Five read-scaling choices.

Read-scaling choice	Good when	Weak when	Interview line
Keep reads on one primary store	Traffic is still small and the read path is simple.	The primary becomes the read bottleneck or latency is too high.	I would keep the first version simple until reads clearly pressure the primary path.
Cache hot data Default	The same objects are requested repeatedly and slight staleness is acceptable.	Reads are highly dynamic or invalidation is harder than the saved latency is worth.	Caching helps if the same hot objects are being fetched over and over.
Read replicas	Many reads still need database queries and the primary should stop serving all of them.	The main pain is stale-sensitive reads, expensive joins, or response assembly rather than raw read volume.	Read replicas help when I need more database read capacity without sending every read to the primary.
Precomputed read view	Building the response is expensive, such as feeds, rankings, or aggregates.	The read is simple enough that precomputation adds unnecessary complexity.	If the cost is assembling the view, I would precompute that view instead of rebuilding it on every request.
CDN or edge cache	Static or blob content is globally requested and repeat reads are common.	Content is highly private, rarely read, or must always be fetched from origin.	A CDN helps when the read problem is global content delivery, not just database pressure.

Mini case study

News feed — not one read problem, but three.

Simple read path

Read recent posts from storage.
Fine when the system is still small.
No extra machinery yet.

Repeated hot reads

Users reopen the same feed often.
Cache feed fragments or session reads.
Good when slight staleness is acceptable.

Expensive assembly

The feed is expensive to build live.
Precompute or partially materialize it.
That attacks computation, not just storage.

Media delivery

Images and video should not always come from origin.
Serve blobs through a CDN.
That solves distance, not ranking logic.

Worked example to solo answer

Fade the support before the real practice.

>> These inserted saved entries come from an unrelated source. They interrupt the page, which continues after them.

PR #27, opened 2025-08-05
add wfail option to CI build

chenson2018:
This solves half of the linter issue, promoting syntax linter failures to an error in CI builds.


chenson2018:
@fmontesi I am done testing here, this is working for identifying syntax lints. Please note that this does not check syntax lints in the `CslibTests` directory, as the GitHub action does not have a configuration to pass arguments to `lake test` like it does for `lake build`. I have asked in https://github.com/leanprover/lean-action/issues/134 if this would be a welcome feature.

fmontesi (approved):

PR #29, opened 2025-08-14
feat(HasFresh): characterize

tristan-f-r:
Associated lemmas to `HasFresh` which characterize its behavior.


fmontesi (approved):
Very nice!

PR #308, opened 2019-12-19
fix inheriting from Faraday::Error in Faraday v0.17.1

manuelmeurer:
Faraday changed the signature of an error class, as explained [here](https://github.com/slack-ruby/slack-ruby-client/pull/305#issuecomment-567227653).
This PR fixes inheriting from that error class and limits the Faraday version to `>= 0.17.1`.

I opened an [issue](https://github.com/lostisland/faraday/issues/1090) in the Faraday repo, let's wait for their response. Maybe they are open to reverting the change, then we could simple change the Faraday version requirement to `!= 0.17.1`.

### DIFF
--- a/lib/slack/web/api/errors/slack_error.rb
+++ b/lib/slack/web/api/errors/slack_error.rb
@@ -3,14 +3,7 @@ module Slack
   module Web
     module Api
       module Errors
-        class SlackError < ::Faraday::Error
-          attr_reader :response
-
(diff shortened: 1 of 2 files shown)


dblock:
Looks like for backwards compatibility we can assign `@response` after calling `super` on `Faraday::Error`.  I'm doing it in #309

manuelmeurer:
You're right, let's do that instead! 👍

Do not jump straight from reading to a full answer. First see the shape, then complete part of it, then answer alone.

I do

Study the model move.

I would cache product details that change rarely, but keep inventory or price freshness rules explicit.

We do

Complete the missing piece.

For the catalog prompt, mark which reads can be stale and which ones affect money or trust.

You do

Answer without notes.

Design the read path with one copy layer and one fallback path.

Practice

Try it before you read the model answer.

Prompt

Design a public product catalog with millions of views and relatively few updates.

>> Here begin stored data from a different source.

PR #311, opened 2020-02-19
Add response_metadata to Web API errors

### LINKED ISSUE #310: RFC: Web API error response_metadata is buried
In some of the more recent Web API methods the most relevant error information is given in the `response_metadata`. For instance here's an example of Slack's response body for a bad call to `views.open`:
```json
{
  "ok": false,
  "error": "invalid_arguments",
  "response_metadata": {
    "messages": [
      "[ERROR] missing required field: title [json-pointer:/view]",
      "[ERROR] missing required field: blocks [json-pointer:/view]",
      "[ERROR] missing required field: type [json-pointer:/view]"
    ]
  }
}
```

The `error` value of `invalid_arguments` is basically useless on its own — it's necessary to look at the `response_metadata` to understand the problem with the request.

Currently this library pulls out the `error` value and uses this for the `message` on `SlackError` ([here](https://github.com/slack-ruby/slack-ruby-client/blob/40cf30ca99df782de66704616edfac1ef9683622/lib/slack/web/faraday/response/raise_error.rb#L11)). It's possible to access the `reseponse_metadata` with `slack_error.response.body.response_metadata`. However my problem is that when an error is raised  my logs only show the `error`, because that is the `message` (and as far as I can tell, `raise` prints `Class: message`).

My goal is to get the `response_metadata` into my logs. Here's one idea that I have for a feature in this library that would achieve that:
1. Add a config option for verbose Web API errors (`verbose_web_api_errors`?).
1. If this config option is set then the `message` on `SlackError` will be the entire body as JSON, rather than just the `error`.
1. The option would default to false so as to not break anyone's code.
1. `SlackError` would also gain a new attribute, perhaps `error`, which would be the value of `error` from Slack's response, so that this is easily accessed even when the verbose option is being used.
1. For completeness, `SlackError` would also gain a new attribute `response_metadata` containing just the `response_metadata` (as a hash-like object).

What do you think of this approach? I don't know much about logging, so maybe there's a better approach to this, either within this library or simply in my own app.

jmanian:
Relates to #310 

1. `SlackError#error` and `SlackError#response_metadata` methods give direct access to these fields in Slack's response body.
1. Improvements to README

-----

Original description below, from the first draft of this PR that did a lot more:

There are two main things happening here:
1. `SlackError#error` and `SlackError#response_metadata` methods give direct access to these fields in Slack's response body.
1. A new `verbose_errors` option changes the `message` on `SlackError` to include `response_metadata`.

I hit one snag, which is that I wasn't sure how to access the client instance within `Slack::Web::Faraday::Response::RaiseError`, which is where the error message is currently assembled. This means that I could not read the `verbose_errors` setting off of the client itself, but instead had to pull it from the config, which means that it is not configurable at the client instance level.

### DIFF
--- a/lib/slack/web/api/errors/slack_error.rb
+++ b/lib/slack/web/api/errors/slack_error.rb
@@ -10,6 +10,18 @@ module Slack
             super message
             @response = response
           end
+
+          def error
+            response.body.error
+          end
+
+          def errors
+            response.body.errors
+          end
+
+          def response_metadata
+            response.body.response_metadata
+          end
         end
       end
     end
--- a/lib/slack/web/client.rb
+++ b/lib/slack/web/client.rb
@@ -10,7 +10,7 @@ module Slack
 
       def initialize(options = {})
         Slack::Web::Config::ATTRIBUTES.each do |key|
-          send("#{key}=", options[key] || Slack::Web.config.send(key))
+          send("#{key}=", options.fetch(key, Slack::Web.config.send(key)))
         end
         @logger ||= Slack::Config.logger || Slack::Logger.default
         @token ||= Slack.config.token
--- a/lib/slack/web/faraday/response/raise_error.rb
+++ b/lib/slack/web/faraday/response/raise_error.rb
@@ -10,6 +10,11 @@ module Slack
 
             error_message =
               body['error'] || body['errors'].map { |message| message['error'] }.join(',')
+
+            if Slack::Web.config.verbose_errors && body['response_metadata']
+              error_message = "#{error_message}; #{body['response_metadata'].to_json}"
+            end
+
             raise Slack::Web::Api::Errors::SlackError.new(error_message, env.response)
           end
         end
--- a/lib/slack/web/faraday/response/raise_error.rb
+++ b/lib/slack/web/faraday/response/raise_error.rb
@@ -10,11 +10,6 @@ module Slack
 
             error_message =
               body['error'] || body['errors'].map { |message| message['error'] }.join(',')
-
-            if Slack::Web.config.verbose_errors && body['response_metadata']
-              error_message = "#{error_message}; #{body['response_metadata'].to_json}"
-            end
-
             raise Slack::Web::Api::Errors::SlackError.new(error_message, env.response)
           end
         end
--- a/spec/slack/web/api/errors/slack_error_spec.rb
+++ b/spec/slack/web/api/errors/slack_error_spec.rb
@@ -11,6 +11,7 @@ RSpec.describe Slack::Web::Api::Errors::SlackError do
     rescue described_class => e
       expect(e.response).not_to be_nil
       expect(e.response.status).to eq 200
+      expect(e.message).to eql 'invalid_arguments'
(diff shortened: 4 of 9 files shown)


lib/slack/web/api/errors/slack_error.rb
```diff
@@ -10,6 +10,18 @@ def initialize(message, response = nil)
             super message
             @response = response
           end
+
+          def error
```
jmanian: This is sort of a horrible name. I used it because it's the name of the field in the response body, but I'm open to changing it. One alternative is `error_code` (and `error_codes` below).

lib/slack/web/client.rb
```diff
@@ -10,7 +10,7 @@ class Client
 
       def initialize(options = {})
         Slack::Web::Config::ATTRIBUTES.each do |key|
-          send("#{key}=", options[key] || Slack::Web.config.send(key))
+          send("#{key}=", options.fetch(key, Slack::Web.config.send(key)))
```
jmanian: This turned out to not be directly relevant, but I noticed that if there was a truthy value in the config that it could not be overridden with a falsey value.

lib/slack/web/faraday/response/raise_error.rb
```diff
@@ -10,6 +10,11 @@ def on_complete(env)
 
             error_message =
               body['error'] || body['errors'].map { |message| message['error'] }.join(',')
+
+            if Slack::Web.config.verbose_errors && body['response_metadata']
```
jmanian: This is where I could not figure out how to access the client that was used to make the request. If there's a convenient way to do that then I can change this to pull the setting from the client.

dblock:
To be honest, I dislike this. We are introducing a global flag to control formatting of an error message. It just feels wrong to me.

Can we split this PR into two parts and get the non-controversial parts merged? I like `SlackError#error` and `SlackError#response_metadata` methods that give direct access to these fields in Slack's response body and much of the doc changes. We can think of how to solve your other problem then (I have some ideas)?

jmanian:
Sure, I see what you're saying. I'll pull out the global option and the corresponding change to the error message.

jmanian:
@dblock updated

spec/slack/web/api/errors/slack_error_spec.rb
```diff
@@ -4,13 +4,22 @@
 RSpec.describe Slack::Web::Api::Errors::SlackError do
   let(:client) { Slack::Web::Client.new }
 
-  it 'provides access to the response object', vcr: { cassette_name: 'web/auth_test_error' } do
```
dblock: I would also leave that old test in-place and add checks for its `.message`, `.error`, `.response_metadata`, it's a simpler case, but will prevent breaking it in the future.

dblock:
LGTM, feel free to (re)add that missing test and squash-merge on 💚

dblock:
Needs `rubocop -a ; rubocop --auto-gen-config`

jmanian:
Oh I just saw your comment. I resolved by following the rule.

What is the main read bottleneck likely to be?
Would you use cache, replicas, CDN, or precomputed views?
What trade-off are you accepting?

Show a strong model answer

I would expect the system to be read-heavy, with many users viewing the same product pages far more often than products are updated. My first move would be caching product page data because repeated reads are likely the main pattern. If the application still needs many database reads, I would add read replicas to take pressure off the primary. If product images are a major part of the traffic, I would serve them through a CDN. The main trade-off is better read latency and capacity in exchange for more staleness management and more moving parts.

Training loop

Make this chapter stick.

Before moving on, turn recognition into production. Close the model answer, answer from memory, then retry one small slice.

Recall

Say the chapter's core idea without looking. Then name one related idea from an earlier chapter.

Vary

Change one constraint in the practice prompt and answer again in half the time.

Score

Use the rubric to pick one dimension below 3, then retry only that dimension.

Recap

Three things to take into the room.

Name why reads are slow.

Repeated lookup, DB pressure, expensive assembly, or distant content.

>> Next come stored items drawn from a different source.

Issue #204, opened 2018-04-10
Replace Slack API Ref with official OpenAPI Spec


Roach:
https://github.com/slackapi/slack-api-specs

jmanian:
Unfortunately the OpenAPI spec is not actively maintained at the moment and has gotten fairly out of date. I think we need to hold on this until the spec is being kept up to date more regularly, or else we won't have access to the newest methods.

I [chatted](https://dev4slack.slack.com/archives/C0K8617D5/p1584114323343900) with @episod in the Slack dev hangout and there's no concrete timeline of when it will be resurrected.

dblock:
Ugh. Sounds familiar. So we continue maintaining a community https://github.com/slack-ruby/slack-api-ref that can be kept up-to-date as needed by the consumers.

PR #312, opened 2020-03-11
add specific error classes for Web API

jmanian:
relates to #310

See comments below for some notes on the approach.


lib/tasks/web.rake
```diff
@@ -74,6 +74,33 @@ namespace :slack do
...
+          end
+        end.flatten.compact.uniq.sort
+
+        errors -= known_typos
+
+        error_template = Erubis::Eruby.new(File.read('lib/slack/web/api/templates/error.erb'))
+        errors.each do |error|
+          rendered_error = error_template.result(error: error)
+          File.write("lib/slack/web/api/errors/#{error}.rb", rendered_error)
+        end
```
jmanian: I considered putting all the classes into one file, instead of each class in its own file, since there's so many of them. I went this way because it follows the existing pattern more closely, but I can switch to one file if you think that's better.

lib/tasks/web.rake
```diff
@@ -74,6 +74,33 @@ namespace :slack do
...
+
+        # Use the official spec to pull a list of errors and create classes for each
+
+        spec = JSON.load(open('https://raw.githubusercontent.com/slackapi/slack-api-specs/master/web-api/slack_web_openapi_v2.json'))
+        known_typos = %w[account_inactiv token_revokedno_permission]
+
+        errors = spec['paths'].map do |_, path|
+          path.map do |_, v|
+            v['responses'].map do |_, response|
+              response.dig('schema', 'properties', 'error', 'enum')
```
jmanian: Is it OK to use `dig`? Can we assume anyone running this is on a new enough ruby? I'm not sure all the versions supported by the gem are new enough for `dig`.

lib/slack/web/faraday/response/raise_error.rb
```diff
@@ -10,7 +10,10 @@ def on_complete(env)
 
             error_message =
               body['error'] || body['errors'].map { |message| message['error'] }.join(',')
-            raise Slack::Web::Api::Errors::SlackError.new(error_message, env.response)
+
+            error_class = Slack::Web::Api::Errors::ERROR_CLASSES[error_message]
```
jmanian: My original plan was to use `constantize` to turn the error message into the corresponding error class, but then I came across [this (old) post](http://gavinmiller.io/2016/the-safesty-way-to-constantize/) which claims `constantize` can be a security risk, so I took its advice and built a hash to map from the message to the class.

lib/tasks/web.rake
jmanian: Actually it looks like we test back to 2.3, which is when `dig` was added.

lib/tasks/web.rake
```diff
@@ -74,6 +74,33 @@ namespace :slack do
           'bin/commands.rb',
           commands_template.result(files: data.keys.map { |key| key.tr('.', '_') })
         )
+
+        ### Errors
```
jmanian: I started out with all of this new stuff in its own rake task, `web_errors.rake`, but then after living with that for a bit I thought it was wrong to separate. Again I could go either way here.

lib/tasks/web.rake
dblock: I think 1 file is better for this since they are all 1-liners. Sort them alphabetically to have a stable list.

lib/tasks/web.rake
dblock: I suppose it's fine.

lib/slack/web/faraday/response/raise_error.rb
dblock: This is a response from the server, so you can theoretically `.constantize`, but this will not be future proof. You'd have to capture handle new codes with a `rescue`. It's much better to use a map and not to rely on the exception for flow.

lib/tasks/web.rake
dblock: I'd split it, but NBD.

lib/tasks/web.rake
```diff
@@ -74,6 +74,33 @@ namespace :slack do
...
+
+        # Use the official spec to pull a list of errors and create classes for each
+
+        spec = JSON.parse(open('https://raw.githubusercontent.com/slackapi/slack-api-specs/master/web-api/slack_web_openapi_v2.json').read)
```
dblock: Do you think we can do https://github.com/slack-ruby/slack-ruby-client/issues/204 as well soon? If so I wonder whether we should be downloading and committing this JSON to have stable history against which version of the API the generator ran?

jmanian: I definitely thought about #204 but decided it was too much for me to bite off right now. But I can definitely put something in to write and commit the JSON. Are you thinking just a `.json` file somewhere in the repo that has the exact contents of the spec?

dblock: We bring slack-api-ref into lib/slack/web/api/slack-api-ref, maybe just lib/slack-api-specs?

lib/slack/web/faraday/response/raise_error.rb
jmanian: Yes, that was another reason I didn't use `constantize`, because I would need to `rescue` for the fallback.

lib/tasks/web_errors.rake
```diff
@@ -0,0 +1,35 @@
...
+require 'json-schema'
+require 'erubis'
+
+namespace :slack do
+  namespace :web do
+    namespace :api do
+      desc 'Update Web API errors from official spec'
+      task :update_errors do
+        spec = JSON.parse(open('https://raw.githubusercontent.com/slackapi/slack-api-specs/master/web-api/slack_web_openapi_v2.json').read)
+        known_typos = %w[
```
dblock: Oh wow. Open a ticket with Slack for this or an issue in their repo?

dblock:
I'm good with merging this! Thanks, this is awesome.

dblock:
Actually hold on. 

Given https://github.com/slack-ruby/slack-ruby-client/issues/204#issuecomment-598805219, do we want to make the part that scrapes web API a feature of https://github.com/slack-ruby/slack-api-ref? That creates a staging area for all kinds of nonsense where we scrape the slack docs, read unmaintained API references, etc.

lib/tasks/web_errors.rake
jmanian: I opened an issue (https://github.com/slackapi/slack-api-specs/issues/34), but I also just asked @episod about this [on Slack](https://dev4slack.slack.com/archives/C0K8617D5/p1584118044350200?thread_ts=1584114323.343900&cid=C0K8617D5). He thinks it's a typo in the underlying metadata that feeds into the spec, but that the typo would not exist in the actual API responses. I wasn't sure before whether it was the right choice to omit these, but I think this new information validates the omission.

jmanian:
🤦‍♂ I just noticed that https://github.com/slack-ruby/slack-api-ref _is_ scraping the errors for every method. I was sure I had looked for this and didn't see it, which is why I turned to the OpenAPI spec.

Maybe for now it makes sense to shelve the OpenAPI spec entirely, since it's not actively maintained, and instead just pull the errors from the existing https://github.com/slack-ruby/slack-api-ref. That way everything continues to come from the one source.

It should be a simple change. Thoughts?

dblock:
> 🤦‍♂ I just noticed that https://github.com/slack-ruby/slack-api-ref _is_ scraping the errors for every method. I was sure I had looked for this and didn't see it, which is why I turned to the OpenAPI spec.
> 
> Maybe for now it makes sense to shelve the OpenAPI spec entirely, since it's not actively maintained, and instead just pull the errors from the existing https://github.com/slack-ruby/slack-api-ref. That way everything continues to come from the one source.
> 
> It should be a simple change. Thoughts?

Yes, I think that's better. I just fixed the build there.

jmanian:
Awesome, I'll make the switch here!

jmanian:
The errors in the method data didn't require any cleanup, so it was straightforward to map the existing data to a list of errors in the rake task. See what you think.

lib/tasks/web_errors.rake
dblock: Yes of course, I'm just saying that we need to let Slack know, which you did. Thanks.

dblock:
LGTM!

Pick the smallest justified fix.

Cache, replicas, precompute, or CDN.

Do not confuse capacity with computation.

Replicas add read capacity. They do not make bad queries cheap.

Reusable interview line

"I would first name why the read path is slow, then choose the smallest justified move: cache for repeated hot reads, replicas for database read pressure, precomputed views for expensive assembly, and CDN for global blob delivery."